‘Silver bullet’ needed for livestock producers to reduce emissions

Terry Sim, May 29, 2024

TFI farm assurance and supply chain manager Mark Inglis

LIVESTOCK producers will need an easily adopted and managed “silver bullet” to achieve substantive sustainable carbon emission reductions on farms, Paraway’s ‘Net Zero: Better for Business’ field day was told last week.

Thomas Foods International’s farm assurance and supply chain manager Mark Inglis said the expectation of TFI’s customers is that the products the company sells will be “net zero.”

“They do not want to inherit anything.”

He said TFI’s US operations have done their emissions baselines and the Australian operations were now being baselined. The company’s Australian and our overseas customers are now asking for that information and wanting to know what TFI’s Scope 1, 2 and 3 emissions are.

Mr Inglis TFI’s Scope 1 and 2 emissions can be handled, but it was the Scope 3 emissions that it could not manage.

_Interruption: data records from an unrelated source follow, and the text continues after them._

PR #1633, opened 2023-08-25
chore: Copy To

### LINKED ISSUE #1600: Copy To physical plan
## Description

This one likely to be tricky.

vrongmeal:
Fixes #1600

### DIFF
--- a/crates/protogen/src/sqlexec/physical_plan.rs
+++ b/crates/protogen/src/sqlexec/physical_plan.rs
@@ -5,7 +5,10 @@ use crate::gen::metastore::catalog::TableEntry;
 use datafusion_proto::protobuf::{LogicalExprNode, Schema};
 use prost::{Message, Oneof};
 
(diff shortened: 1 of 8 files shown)


universalmind303:
I kinda expected that we'd end up with multiple execs for copy_to? Does this handle every scenario, or is it just our existing functionality implemented as an exec? 

If the latter, we should keep #1600 open to handle all the possible scenarios.

scsmithr:
> I kinda expected that we'd end up with multiple execs for copy_to? Does this handle every scenario, or is it just our existing functionality implemented as an exec?
> 
> If the latter, we should keep #1600 open to handle all the possible scenarios.

I believe this is just to get the existing functionality in as an exec.

We will require some changes (possibly at the planner level) so support the remote/local stuff. I think we'll end up wanting to switch out `dest` to be a `DataSink` (datafusion might already have a trait we could use).

scsmithr (approved):

PR #1656, opened 2023-08-28
chore: Add additional tests for asserting command tag output

scsmithr:
This also adds the ability to ignore selected messages from the backed. For example, Postgres will return a NoticeResponse for the query `create schema if not exists text_schema` indicating if the schema was actually created, but we don't yet have this feature. Since notices are purely informational, it's safe for us to ignore those messages.

What this looks like:

```
send
Query {"query": "create schema if not exists test_schema"}
----

until NoticeResponse=ignore
ReadyForQuery
----
CommandComplete {"tag":"CREATE SCHEMA"}
ReadyForQuery {"status":"I"}
```


testdata/pgprototest/ddl.pt
scsmithr, line 1: Renamed file.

“The work done in the US showed us that 98pc of the carbon emissions of our US business came from the meat that we actually bought in.

“So something that is out of hands makes up 98pc of our carbon emission total in our business.”

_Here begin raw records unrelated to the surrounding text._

PR #1664, opened 2023-08-29
fix(rpc): Use correct schema when serialize create table execs

### LINKED ISSUE #1661: RPC: Incorrect schema used when inserting batches
## Description

```
GlareDB (v0.4.0)
Type \help for help.
Using in-memory catalog
> \open http:localhost:6542
> create table hello7 (a int);
Table created
> insert into hello7 select 1 as a;
Inserted 1 row
> insert into hello7 select 2 as a;
Inserted 1 row
> select * from hello7;
┌────────────┐
│ $operation │
│ ──         │
│ Utf8       │
╞════════════╡
│ 1          │
│ 2          │
└────────────┘
```

Column name should be `a`.

scsmithr:
Closes #1661 

Was using the schema of the _output_ of the create table execs, and the schema for the table itself.

```
> \open http://localhost:6542
> create table hello (a int, b int, c int);
Table created
> insert into hello select 1, 2, 3;
Inserted 1 row
> select * from hello;
┌───────┬───────┬───────┐
│ a     │ b     │ c     │
│ ──    │ ──    │ ──    │
│ Int32 │ Int32 │ Int32 │
╞═══════╪═══════╪═══════╡
│ 1     │ 2     │ 3     │
└───────┴───────┴───────┘
```

### DIFF
--- a/testdata/sqllogictests/rpc.slt
+++ b/testdata/sqllogictests/rpc.slt
@@ -52,15 +52,16 @@ Kathryn  Sweden
 
 # One off tests for #1599
 
-# statement ok
-# create schema hello_world;
+statement ok
+create schema hello_world;
 
-# statement ok
-# drop schema hello_world;
+statement ok
+drop schema hello_world;
 
+# Views don't seem to be working yet.
 # statement ok
 # create view my_view as select 1;
-
+#
 # query I
 # select * from my_view;
 # ----
@@ -77,3 +78,14 @@ select * from test2;
 ----
 1
 
+# Test for #1661
+statement ok
+create table t1661 (a int, b int, c int);
+
+statement ok
+insert into t1661 select 1, 2, 3;
+
+query III
+select * from t1661;
+----
+1 2 3
--- a/.github/workflows/ci.yaml
+++ b/.github/workflows/ci.yaml
@@ -131,8 +131,8 @@ jobs:
 
       - name: SQL Logic Tests (RPC)
         run: |
-          just sql-logic-tests -v 'sqllogictests/rpc' \
-                                  'sqllogictests/time'
+          just sql-logic-tests -v --rpc-test 'sqllogictests/rpc' \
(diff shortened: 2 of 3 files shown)


testdata/sqllogictests/rpc.slt
```diff
@@ -77,3 +78,14 @@ select * from test2;
...
 
+# Test for #1661
+statement ok
+create table t1661 (a int, b int, c int);
+
+statement ok
+insert into t1661 select 1, 2, 3;
+
+query III
+select * from t1661;
```
vrongmeal, line 89: Shouldn't the query here be `select a, b, c from t1661`? Even then Not sure how this test works for #1661 🤔 

Or do I understand the issue incorrectly?

scsmithr: The issue here was we using the schema of the output of the operation (which in this case is a schema with a single column named `$operation`).

To illustrate, no matter which schema I provided during the create table, it was always created with the incorrect schema:

```
> \open http://localhost:6542
> create table hello (a int, b int, c int);
Table created
> insert into hello select 1, 2, 3;
Error: Error during planning: Column count doesn't match insert query!
> insert into hello select 1;
Inserted 1 row
> select * from hello;
┌────────────┐
│ $operation │
│ ──         │
│ Utf8       │
╞════════════╡
│ 1          │
└────────────┘
```

The test case ensuring we can actually insert 3 columns and properly get 3 columns back.

scsmithr: I'm sure we have other tests that would catch this, but there's currently only two files running in CI for the rpc stuff, so just wanted to add it in to catch regressions before we have all the SLTs working for rpc.

vrongmeal: Gotcha! Yeah, this makes sense.

vrongmeal (approved):

PR #1670, opened 2023-08-30
feat: Remote to local copy to

### LINKED ISSUE #1600: Copy To physical plan

vrongmeal:
We rewrite any `CopyTo` plan (in the remote planner) that has a copy to
local destination and replace it with the source query. The rewriter
collects the format and destination of the copy to plan and we wrap the
`SendRecvJoinExec` with a `CopyToExec` for local.

Fixes #1600

### DIFF
--- a/testdata/sqllogictests/functions/parquet_scan.slt
+++ b/testdata/sqllogictests/functions/parquet_scan.slt
@@ -22,12 +22,15 @@ select count(*) from parquet_scan('https://github.com/GlareDB/glaredb/raw/main/t
 #
 # Note that this is a pretty big file, but the limit will be pushed down to the
 # exec, ensuring we don't need to load the whole thing.
-query T
-select length(head) > 1 from parquet_scan(
-  'https://huggingface.co/datasets/allenai/soda/resolve/refs%2Fconvert%2Fparquet/default/train/0000.parquet'
-) limit 1;
-----
-t
+#
+# TODO: Re-enable this test with a new URL that works. This URL returns 404.
+#
+# query T
+# select length(head) > 1 from parquet_scan(
+#   'https://huggingface.co/datasets/allenai/soda/resolve/refs%2Fconvert%2Fparquet/default/train/0000.parquet'
+# ) limit 1;
+# ----
+# t
 
 # Multiple URLs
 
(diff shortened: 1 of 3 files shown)


vrongmeal:
This doesn't work since the logical plan and physical plan both have different schemas which causes the planner to error...
Need to figure that part out.

crates/sqlexec/src/planner/physical_plan/copy_to.rs
```diff
@@ -37,7 +93,11 @@ impl ExecutionPlan for CopyToExec {
     }
 
     fn schema(&self) -> Arc<Schema> {
-        GENERIC_OPERATION_AND_COUNT_PHYSICAL_SCHEMA.clone()
+        if self.is_dummy_query() {
+            self.source.schema()
+        } else {
+            GENERIC_OPERATION_AND_COUNT_PHYSICAL_SCHEMA.clone()
+        }
```
scsmithr, line 100: I believe this should always be the `GENERIC_...` schema as that's what we use to determine that the operation was a COPY.

vrongmeal: Yeah! I'll experiment a bit here. I want to wrap the source query's `SendRecvJoinExec` inside a `CopyToLocal` exec. Because we're using extensions, DF checks that the logical and physical plans have the same schema. We eventually get the same schema, but the DDL planner does not handle it. I'll continue working here once I'm done with values exec.

vrongmeal:
[UPDATE] PR ready for review:

We rewrite any `CopyTo` plan (in the remote planner) that has a copy to
local destination and replace it with the source query. The rewriter
collects the format and destination of the copy to plan and we wrap the
`SendRecvJoinExec` with a `CopyToExec` for local.

vrongmeal:
> I think the rewrite makes sense for now to get this working, but like with the local table stuff, I think it's likely we'll need to move this into physical optimization.

Yup! For now, I just wanted to get this working.

testdata/sqllogictests/functions/parquet_scan.slt
```diff
@@ -22,12 +22,15 @@ select count(*) from parquet_scan('https://github.com/GlareDB/glaredb/raw/main/t
...
-t
+#
+# TODO: Re-enable this test with a new URL that works. This URL returns 404.
+#
+# query T
+# select length(head) > 1 from parquet_scan(
+#   'https://huggingface.co/datasets/allenai/soda/resolve/refs%2Fconvert%2Fparquet/default/train/0000.parquet'
+# ) limit 1;
+# ----
+# t
```
vrongmeal, line 33: Disabled the test for now.

vrongmeal: Opened https://github.com/GlareDB/glaredb/issues/1682

Issue #1665, opened 2023-08-29
RPC: Values exec not serialized


scsmithr:
## Description

Serialization just isn't implemented for it.

Means we can't run queries like `insert into my_table values (1)`.

PR #1673, opened 2023-08-30
fix: Serialize `ValuesExec` for RPC.

vrongmeal:
```
GlareDB (v0.4.0)
Type \help for help.
Using in-memory catalog
>
> values (1), (2), (3);
┌─────────┐
│ column1 │
│ ──      │
│ Int64   │
╞═════════╡
│ 1       │
│ 2       │
│ 3       │
└─────────┘
>
> create table abc (a int, b text);
Table created
>
> insert into abc
::: values (1, 'something'), (2, 'another thing');
Inserted 2 rows
>
> select * from abc;
┌───────┬───────────────┐
│ a     │ b             │
│ ──    │ ──            │
│ Int32 │ Utf8          │
╞═══════╪═══════════════╡
│ 1     │ something     │
│ 2     │ another thing │
└───────┴───────────────┘
```

Fixes: #1665

### DIFF
--- a/testdata/sqllogictests/rpc.slt
+++ b/testdata/sqllogictests/rpc.slt
@@ -89,3 +89,27 @@ query III
 select * from t1661;
 ----
 1 2 3
+
+# Test if "values" clause works.
+# https://github.com/GlareDB/glaredb/pull/1673
+
+query I
+values (1), (2), (3);
+----
+1
+2
+3
+
+statement ok
+create table t1665 (a int, b text);
+
+statement ok
+insert into t1665 values
+  (1, 'a-thing'),
+  (2, 'b-thing');
+
+query TI
+select b, a from t1665;
+----
+a-thing  1
+b-thing  2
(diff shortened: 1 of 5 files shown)


scsmithr (approved):
Very exciting!

Would you be able to add a small test case to rpc.slt (since we're running that in ci with rpc)? Then we can work on getting the other SLTs running!

vrongmeal:
> Would you be able to add a small test case to rpc.slt (since we're running that in ci with rpc)? Then we can work on getting the other SLTs running!

Yup! I'll add the same case as in the PR description.

testdata/sqllogictests/rpc.slt
```diff
@@ -89,3 +89,27 @@ query III
...
+statement ok
+insert into t1665 values
+  (1, 'a-thing'),
+  (2, 'b-thing');
+
+query TI
+select b, a from t1665;
+----
+a-thing  1
+b-thing  2
```
vrongmeal, line 115: @scsmithr Added a couple of basic test cases.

He said high-end analysis of the Australian business showed that 96pc of the emissions is in the livestock that TFI buys in.

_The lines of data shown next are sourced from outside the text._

Issue #1587, opened 2023-08-19
Stack overflow when querying view that contains a view (on mac)


scsmithr:
## Description

Specifically this test case:

```
# View/CTE name conflict (#968)
#
# `external_datasources` makes use of a CTE named 'datasources'. Creating a view
# of the same name that referenced it previously resulted in a stack overflow.

statement ok
create view datasources as select * from glare_catalog.external_datasources;

statement ok
select * from datasources;
```

PR #1681, opened 2023-08-30
feat: remote execution of table funcs via dispatcher

universalmind303:
So this moves all of the tablefunc exec logic into the dispatcher (similar to how we are doing with tables). 

The functions are a bit more dynamic than the tables and as such, we sometimes need to determine the execution preference at runtime. 

**Ideally I wanted to do this during physical planning**. 

However, the logical planner needs the schema, so we needed to move the logic further upstream and determine if the function should run remote or locally before we get to the LogicalPlan. Otherwise we end up performing schema scans locally, and table scans remotely which causes the state to get out of sync.

--- 
Implicitly we know that: 
- some functions will always to run remotely when possible (s3, postgres, bigquery,...)
- some always locally (local filesystem)
- some determined at runtime
---

## So in order to determine the logic prior to planning, we had to do 2 things. 

- First we add some metadata to the function entries specifying their "runtime_preference" (Local, Remote, Unspecified)

- Next, we look at that metadata during dispatch.
  - we can easily rule out (Local & Remote preferences)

“Based on the carbon price at the moment, which is around $30 a tonne – if we were to offset that as a company we are talking $85 million a year.

“Do you think we are going to get that back from our customers?” he asked.

“Are our customers going to pay that, I don’t know the answer to that to be honest.”

Mr Inglis said the current tools to lower emission intensity included optimising on-farm productivity, through better genetics, quicker turn-off rates, increased weaning rates, decreased mortality, deep rooted perennial pastures, grazing rotations increase legumes, increase , technology supplements are great for the feedlot industry.

“But for out on the farm how do we get around that?”

“We haven’t got the silver bullet and to be honest, if we are going to go net zero from a producer or livestock perspective we need a silver bullet,” he said.

“We need something that fits into your management systems that’s too difficult for producers to adhere to or to manage throughout the year.

Mr Inglis said applying all the current productivity tools could yield a 20-30pc reduction in on-farm carbon emissions.

“These are all part of the story going forward, but they are certainly not all of it.”

“We will need money invested in R&D going forward to try to find something that is easy to manage on farm and fits into your normal management system — we’ll need a silver bullet,” he said.

Mr Inglis said current technologies will give reductions of emissions on farms, but they won’t give a total reduction in carbon emissions.

“It’s the 20:60:20 rule, there will be 20pc of producers that will live it, love it, breathe it, do it, there will be 20pc of producers that rally don’t care and just won’t do it and then there is the 60pc in the middle that we need to try to convince.

“So whatever we do in this space needs to fit into what they currently do,” he said.

“I haven’t got the answers, it may well it’s a bullet that we do put down their throat that sits in their stomach to reduce carbon emissions over that period of time.

“I don’t think we’ve come up with it as yet, but I think we certainly need some work,” Mr Inglis said.

“We’ve got to make easy for producers and industry – we shouldn’t be making it harder for us to do this.”

Mr Inglis said the biggest challenge of TFI in the carbon space was the requirement to report Scope 1, Scope 2 and Scope 3 emissions by 2025, not only to the Australian Government but also to our customers up the chain.

“Current there is no mechanism to be able to do that.”

Mr Inglis said in New Zealand since 2022 all livestock producers have had to put their data into a program to get annual carbon emission and intensity figures.

“In Australia how do we as a processor get the transfer of information from producers to the processor so that we can then report it up?”

He hoped Australia would adopt a similar program to that which has operated in New Zealand and said there was a need for common carbon calculators and platforms.